Performance Metrics
Event Throughput (events/s)
| Max | Avg | Min |
|---|---|---|
| 60.8 | 46.67 | 38.8 |
TTFE - Time To First Event (ms)
| Avg | Min | Max | P50 | P90 | P95 |
|---|---|---|---|---|---|
| 94.55 | 41.0 | 2228.0 | 51.0 | 98.3 | 169.45 |
Connections
| Max Concurrent | Avg Active |
|---|---|
| 22.0 | 13.6 |
Empty Workflow QPS
| Max QPS | Avg QPS | Avg Duration (ms) |
|---|---|---|
| 71.0 | 36.37 | 215.61 |
Metrics Definition
Event Throughput (events/s)
The rate of SSE (Server-Sent Events) received per second. This metric indicates the system's capacity to handle streaming data.
- Max: Peak throughput during the test
- Avg: Average throughput across the entire test duration
- Min: Lowest throughput observed
TTFE - Time To First Event (ms)
The latency from sending a request to receiving the first SSE event. This is a critical user experience metric for streaming applications.
- Average: Mean latency across all requests
- Minimum: Best-case latency observed
- Maximum: Worst-case latency observed
- P50 (Median): 50% of requests completed faster than this value
- P90: 90% of requests completed faster than this value
- P95: 95% of requests completed faster than this value
Connections
Measures the concurrent SSE connection capacity of the system.

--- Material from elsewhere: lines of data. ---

PR #246, opened 2026-06-09
fix(vector): keep FAISS search returning limit live results after deletes

### LINKED ISSUE #122: FAISSVectorStore.delete only tombstones the doc and leaves the vector in the index, polluting search
## Required Information

**Describe the Bug:**

`FAISSVectorStore.delete()` marks a document as deleted by setting `self._docs[idx]["_deleted"] = True` (`seocho/store/vector.py:177-187`) but never removes the vector from the FAISS index. The tombstoned vector still participates in `search()`, and results are filtered after the fact by the `_deleted` flag. Two consequences follow: deleted vectors consume top-k slots, so a `search(limit=k)` can return fewer than `k` live results even when more live vectors exist; and the index never reclaims space, so `ntotal` keeps growing across deletes.

**Steps to Reproduce:**

1. Add several documents, then `delete()` some of them.
2. `search(query, limit=k)` where at least `k` live documents remain.
3. Fewer than `k` live results come back, because deleted vectors that score highly still occupy slots before the post-filter drops them.

**Expected Behavior:**

Deleted vectors are removed from the index (or the search over-fetches and then filters so it still returns `k` live results), and the index size reflects live documents.

**Observed Behavior:**

Deleted vectors remain in the index, are scored during search, and shrink the effective number of live results returned.

**Environment Details:**

- OS: macOS
- Python: 3.12

---

## Optional Information

`IndexFlatIP` does not support in-place removal, so a fix likely means rebuilding the index on delete, switching to an `IndexIDMap`/`remove_ids`-capable index, or over-fetching by the deleted count before filtering.

Suggested labels: bug

1wos:
## Problem

`FAISSVectorStore.delete()` tombstones a doc (`_deleted = True`) but cannot remove its vector from an `IndexFlatIP`, so the deleted vector still participated in `search()` and was filtered only after the fact. A tombstoned vector that scored highly consumed a top-k slot, so `search(limit=k)` could return fewer than `k` live results even when more live vectors existed.

## Fix

Track the tombstone count and have `search()` over-fetch by it (bounded by `ntotal`), stopping once `limit` live results are collected. `count()` already reports live docs.

## Tests (`test_faiss_delete.py`, `importorskip("faiss")`)

- `test_delete_still_returns_full_limit_of_live_results` — the top-ranked doc is deleted; a `limit=2` search over 3 remaining live docs returns 2 (fails on `main`, which returned 1).
- `test_deleted_doc_not_in_results`, `test_count_reflects_live_docs_after_delete`.

Closes #122.


tteon:

PR #247, opened 2026-06-09
fix(artifacts): guard approve against reviving a deprecated artifact

### LINKED ISSUE #138: approve_semantic_artifact has no status guard, so a deprecated artifact can be silently revived to approved
## Required Information

**Describe the Bug:**

`approve_semantic_artifact` (`extraction/semantic_artifact_store.py:188`) sets `payload["status"] = "approved"` unconditionally and resets `deprecated_by` / `deprecation_note` / `deprecated_at` to None, with no check on the current status. A previously `deprecated` artifact can therefore be re-approved with no error, and is then served to the runtime through `resolve_approved_artifact_payload`. The lifecycle has no guarded transitions.

**Steps to Reproduce:**

1. Create and approve an artifact, then deprecate it.
2. Call `approve_semantic_artifact` on the same id again.
3. It returns to `approved` with the deprecation fields cleared, and is served as the active artifact.

**Expected Behavior:**

`approve` rejects (or requires an explicit override) when the artifact is deprecated; status transitions are validated.

**Observed Behavior:**

deprecated to approved succeeds silently with no guard.

**Environment Details:**

- OS: macOS
- Python: 3.12

Suggested labels: bug

1wos:
## Problem

`approve_semantic_artifact` set `status="approved"` unconditionally and reset `deprecated_by`/`deprecation_note`/`deprecated_at` to `None` with no check on the current status. A previously **deprecated** artifact could be re-approved with no error and then served to the runtime via `resolve_approved_artifact_payload` — the lifecycle had no guarded transitions.

## Fix

Reject approval when the artifact is already `deprecated` (end-of-life), mirroring the existing `deprecate` guard (`must be approved before deprecation`). `draft → approved` and idempotent re-approval of an `approved` artifact stay permitted.

## Tests (`test_semantic_artifact_lifecycle.py`, offline via `base_dir=tmp_path`)

- `test_deprecated_artifact_cannot_be_reapproved` — raises `ValueError` (fails on `main`, which revived it).
- `test_draft_can_be_approved_then_deprecated`, `test_reapproving_an_approved_artifact_is_allowed`.

Closes #138.


tteon:

PR #249, opened 2026-06-09
fix(artifacts): write semantic artifacts atomically and skip corrupt files on list

### LINKED ISSUE #139: Semantic artifact writes are not atomic; a crash mid-write corrupts the artifact and breaks the list endpoint
## Required Information

**Describe the Bug:**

- Max Concurrent Connections: Maximum number of simultaneous SSE connections
- Avg Active Connections: Average number of active connections during the test
Empty Workflow QPS
Performance of the minimal API path without external dependencies (e.g., LLM calls). This measures pure system capacity.
- Max QPS: Peak requests per second achieved
- Avg QPS: Average requests per second
- Avg Duration: Average request duration in milliseconds
Test Environment
The benchmark was executed in a Kubernetes cluster environment. The dify-api service ran with 3 replicas, each configured with 1 CPU core (1000m) and 2 GB memory. Both resource limits and requests were set equally to ensure stable CPU scheduling and avoid throttling.
Configuration
api:
replicas: 3
resources:
limits:
cpu: 1000m
memory: 2048Mi
requests:
cpu: 1000m
memory: 2048Mi
Test Scenarios
Empty Workflow QPS
This scenario uses a minimal workflow containing only a Start node and an End node, with no processing logic in between. It measures the pure API throughput capacity of the system without any external dependencies or computational overhead.
Workflow Structure:
Start → End
This test helps establish the baseline performance ceiling of the Dify API infrastructure.
TTFE, Connections, and Event Throughput
These metrics are measured using a workflow that includes an LLM node: Start → LLM → End.
To eliminate external dependencies and ensure consistent, reproducible results, we mock the OpenAI API server rather than calling real LLM services. This approach:
- Removes variability from actual LLM response times
- Ensures stable and predictable test conditions
- Allows us to isolate Dify's streaming performance characteristics
Workflow Structure:
Start → LLM → End
The mocked LLM server returns simulated streaming responses to test SSE (Server-Sent Events) handling, connection management, and event throughput under controlled conditions.